◆ **What you will do**:
Please set down only the lines that run from the one containing "toolkit -> Cql.Packaging" to the end of the listing below, exactly as written.

◆ **Data extracts**:
PR #731, opened 2025-02-17
730 44 Remove Public APi Prototype project

### LINKED ISSUE #730: Public API | Remove prototype project
The public api (toolkits) was developed inside one CqlSdkPrototype project. These  classes should now be moved to the appropriate package projects, and then the temporary prototype project must be removed

baseTwo:
Work for
* #730 

**Work**
* Remove CqlSdkPrototype project
* Moved toolkits to respective projects (a new sub namespace `Toolkit`):
  * CQL toolkit -> Cql.CqlToElm
  * ELM tookit -> Cql.CodeGeneration.NET
  * Packaging toolkit -> Cql.Packaging
  * Invocation toolkit -> Cql.Invocation (NEW PROJECT)

Project Dependencies
image


Cql/Cql.Runtime/Defaults.cs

◆ **Your solution**:
  * Packaging toolkit -> Cql.Packaging
  * Invocation toolkit -> Cql.Invocation (NEW PROJECT)

Project Dependencies
image


Cql/Cql.Runtime/Defaults.cs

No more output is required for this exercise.